10 Perfect Hard Rock Albums Of The 2000s

Y2K’s Rock Assault.

Linkin Park Meteora
Warner Bros.

There tended to be a bit of a lull for most of rock and roll at the dawn of the millennium. Since the influx of TRL had a handle on pretty much every youth at the time, it was hard to really reach for the harsher side of music when all you had was Blink 182, Britney Spears, and The Backstreet Boys. Though it may have taken its sweet time rising to prominence, we weren't fully prepared for the kind of music we got from the harsher side of rock.

Coming from the worlds of metal, garage rock, and just straight rock and roll, these were the albums that started to revitalize the genre for the rest of the scene, setting the stage for even more ambitious trends that would come down the pipeline later. That's not to say that they haven't left some bad habits in their wake either, with people like the Black Keys trying to soak up the blues rock for all it's worth until the sun burns out of the sky.

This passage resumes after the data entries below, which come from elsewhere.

PR #6874, opened 2023-11-21
Removed edge customizations in favor of adding more CSS logic to styleEdge component

leandroberetta:
Resolves https://github.com/kiali/openshift-servicemesh-plugin/issues/223

This PR aims to remove the customizations done to the edge component.

This PR uses the DefaultEdge from PF and it's modified by CSS in the StyleEdge component managed by Kiali (can be renamed to KialiEdge really).


jshaughn (commented):
This is promising, it seems like you may be able to eliminate the need for us to copy DefaultEdge.  But there are some things that have changed or have been lost.

- Edge width has changed.  I'm actually OK thinning the edges a bit, but I don't think it's intentional.  I think this is because if `pathStyle` is supplied we are not applying the entire style, only color.  I think we should probably be honoring the entire style (note - the terminator needs only the color).

- We lost the unhighlighting support
  - Before:
image

  - After:
image

- We lost the `add showTag prop and show scaled tag on hover (when showTag is false)`  customization.

leandroberetta:
> This is promising, it seems like you may be able to eliminate the need for us to copy DefaultEdge. But there are some things that have changed or have been lost.
> 
> * Edge width has changed.  I'm actually OK thinning the edges a bit, but I don't think it's intentional.  I think this is because if `pathStyle` is supplied we are not applying the entire style, only color.  I think we should probably be honoring the entire style (note - the terminator needs only the color).
> * We lost the unhighlighting support
>   
>   * Before:
>     image
>   * After:
>     image
> * We lost the `add showTag prop and show scaled tag on hover (when showTag is false)`  customization.

The edge width is intentional, I'm using 2 I guess now, I think it's cleaner. 

The rest, yes, is missing, I forgot why this was a draft :). I will add it back.

jshaughn (changes requested):
The pathStyle issue is fixed, and I like the thinner edges.  The unhighlighting is better but there is still a problem with unhighlighting the tags:

image

leandroberetta:
> The pathStyle issue is fixed, and I like the thinner edges. The unhighlighting is better but there is still a problem with unhighlighting the tags:
> 
> image

Good catch, now is fixed!

image

jshaughn (changes requested):
Edge tab unhighlighting is fixed, thanks!  But, two more things.  Hovering over an edge loses the edge coloring, and also does not trigger the unhighlighting:

image

leandroberetta:
> Edge tab unhighlighting is fixed, thanks! But, two more things. Hovering over an edge loses the edge coloring, and also does not trigger the unhighlighting:
> 
> image

Interesting, it seems to be a problem when hovering, this should be related to the override of css properties. Thanks.

frontend/src/pages/GraphPF/styles/styleEdge.tsx
```diff
@@ -1,23 +1,116 @@
...
-});
-
 const StyleEdgeComponent: React.FC<StyleEdgeProps> = ({ element, ...rest }) => {
   const data = element.getData();
   const detailsLevel = useDetailsLevel();
 
+  let classes: string[] = [];
+
+  // Change edge color according to the pathStyle
+  const edgeClass = style({
```
ferhoyos, line 30: Please use kialiStyle wrapper instead of style. It adds a prefix to CSS class name to fulfill Openshift plugin CSS requirement for OSSMC

frontend/src/pages/GraphPF/styles/styleEdge.tsx
```diff
@@ -31,7 +124,7 @@ const StyleEdgeComponent: React.FC<StyleEdgeProps> = ({ element, ...rest }) => {
     return newData;
   }, [data, detailsLevel]);
 
-  return <BaseEdge element={element} tagClass={tagClass} {...rest} {...passedData} />;
+  return <DefaultEdge className={classes?.join(' ')} element={element} {...rest} {...passedData} />;
```
ferhoyos, line 127: Instead of `join(' ')` I would use `classes` method of `typestyle` library, a utility to join CSS classes conditionally
```
<DefaultEdge className={classes(...cssClasses)} element={element} {...rest} {...passedData} />;
```

ferhoyos (changes requested):

leandroberetta:
> > Edge tab unhighlighting is fixed, thanks! But, two more things. Hovering over an edge loses the edge coloring, and also does not trigger the unhighlighting:
> > image
> 
> Interesting, it seems to be a problem when hovering, this should be related to the override of css properties. Thanks.

@jshaughn I found the issue, there is a missing part due to the removal of the custom edge code, but sadly, I don't see yet how I can do it without touching the edge. At some point, in the edge, when hover is true, we are calling a Kiali function:

https://github.com/kiali/kiali/blob/master/frontend/src/pages/GraphPF/components/edge.tsx#L105

jshaughn:
> but sadly, I don't see yet how I can do it without touching the edge. At some point, in the edge, when hover is true, we are calling a Kiali function:

Right, this is what I meant in the file comment:

`//   add showTag prop and show scaled tag on hover (when showTag is false)`

We need to decide what to do for this PR.  We can:
1. Eliminate our custom `Edge.tsx` and regress with respect to this tag feature.
2. Re-introduce a more minimal `Edge.tsx`, that maintains the feature while we work with PFT for a supported alternative.  

My preference would probably be option 2 because in addition to `Edge.tsx` we still have out customized versions for Node and Groups, so it's not the end of our customization.  I think we should go through the same exercise for Nodes and Groups, seeing what we can move to the `Style` classes, and work with PFT for anything remaining.

leandroberetta:
@jshaughn I finally could make the unhighlighting part:

image

I also fixed the edge style when hovering.

@ferhoyos you're feedback is addressed too. Thanks!.

frontend/src/pages/GraphPF/styles/styleEdge.tsx
```diff
@@ -1,23 +1,128 @@
...
+  };
+
+  const onMouseLeave = () => {
+    data.onHover(element, false);
+  };
+
+  // Change edge color according to the pathStyle
+  const edgeClass = kialiStyle({
+    $nest: {
+      '.pf-topology__edge__link': data.pathStyle
```
ferhoyos, line 41: According to `typestyle` documentation (https://typestyle.github.io/#/core), it is best practice to add symbol `$` to overwrite third party nested CSS classes:

```
const container = style({
  $nest: {
    '& .third-party-class': {
      color: 'red'
    }
  }
});
```
Most of the times it works fine without the `&` symbol, but not in all cases (if the third party CSS class has more specifity than yours). More information here: https://github.com/kiali/kiali/pull/6562

ferhoyos (changes requested):

frontend/src/pages/GraphPF/styles/styleEdge.tsx
```diff
@@ -1,23 +1,128 @@
...
+      '& .pf-topology__edge__link': data.pathStyle
+    }
+  });
+  cssClasses.push(edgeClass);
+
+  const edgeHoverClass = kialiStyle({
+    $nest: {
+      '& .pf-topology__edge.pf-m-hover': {
+        $nest: {
+          '& .pf-topology__edge__link, .pf-topology-connector-arrow': data.pathStyle
```
ferhoyos, line 50: Each selector is independent, so you have to add '&' for each selector:
`'& .pf-topology__edge__link, & .pf-topology-connector-arrow': data.pathStyle`

ferhoyos (dismissed):
LGTM from the CSS point of view, you have learnt a lot in the process and done a great job @leandroberetta ;-). Anyway I would wait for @jshaughn review from topology features point of view.

frontend/src/pages/GraphPF/styles/styleEdge.tsx
```diff
@@ -1,23 +1,128 @@
...
+const OverlayOpacity = 0.3;
+const OverlayWidth = 30;
 
 type StyleEdgeProps = {
   element: Edge;
 } & WithSelectionProps;
 
-const tagClass = kialiStyle({
-  fontFamily: 'Verdana,Arial,Helvetica,sans-serif,pficon'
-});
```
jshaughn, line 15: This is needed to support the lock icons on edge tags.

frontend/src/pages/GraphPF/styles/styleEdge.tsx
```diff
@@ -31,7 +136,11 @@ const StyleEdgeComponent: React.FC<StyleEdgeProps> = ({ element, ...rest }) => {
     return newData;
   }, [data, detailsLevel]);
 
-  return <BaseEdge element={element} tagClass={tagClass} {...rest} {...passedData} />;
+  return (
+    <g style={{ opacity: opacity }} onMouseEnter={onMouseEnter} onMouseLeave={onMouseLeave}>
+      <DefaultEdge className={classes(...cssClasses)} element={element} {...rest} {...passedData} />
```
jshaughn, line 141:
```suggestion
      <DefaultEdge className={classes(...cssClasses)} element={element} tagClass={tagClass} {...rest} {...passedData} />
```
This is needed to support the lock icons on edge tags.

jshaughn (changes requested):
I think all of the prior comments are resolved!  And we have decided to temporarily remove the tag hide/hover customization and contribute that feature to PFT itself.  So that feature is expected to not be there.

There is a regression in showing lock icons on edge labels, this can be fixed by accepting the recommended changes in my comments.

Also, I'm seeing maybe an issue in trace overlay, but I don't think it has to do with this PR, it may be nothing, but it seems sometimes the overlay stops before the selected node.  Anyway, not a blocker for this.

I think if you fix the lock icon issue we can approve.

leandroberetta:
> I think all of the prior comments are resolved! And we have decided to temporarily remove the tag hide/hover customization and contribute that feature to PFT itself. So that feature is expected to not be there.
> 
> There is a regression in showing lock icons on edge labels, this can be fixed by accepting the recommended changes in my comments.
> 
> Also, I'm seeing maybe an issue in trace overlay, but I don't think it has to do with this PR, it may be nothing, but it seems sometimes the overlay stops before the selected node. Anyway, not a blocker for this.
> 
> I think if you fix the lock icon issue we can approve.

Thanks for your review @jshaughn.

I vote for remove for now the hide/hover feature (there is a PR already for that in PF repo: https://github.com/patternfly/react-topology/pull/123, this issue is mentioned in the epic: https://github.com/kiali/openshift-servicemesh-plugin/issues/99). 

I will address the feedback.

When you hit that sweet spot where you're breaking boundaries and making kickass tunes at the same time, that's not just being in the right place at the right place. That means you've finally reached the level of becoming a music legend.

10. Thirteenth Step - A Perfect Circle

The genius of Maynard James Keenan would have been enough for just one great rock band. Since Tool had basically cemented their legacy at the end of the '90s, it looked like Maynard was already set to be one of the greatest frontmen of the modern age. Once you find yourself with the right idea though, things can get a lot more interesting when you decide to branch out.

Being the second outing for A Perfect Circle, Thirteenth Step was proof enough that the first record wasn't a fluke, tackling the themes of addiction with a pretty morbid slant. This isn't just the kind of dependency of something like booze or drugs either. Going through songs like Weak and Powerless and Blue, the sense of helplessness in these lyrics have more to do with being totally dependent on any sort of vice.

As you go further and further into the album, it's almost like you're trying to understand what makes the human brain become so accustomed to going back to these addictions even though you know it will end up hurting you in the long run. Though other bands of the nu metal scene were delving into darker topics, this was a stark look at what real despair really looked like. See, even Tool's young brother had more than its fair share of tricks up their sleeve.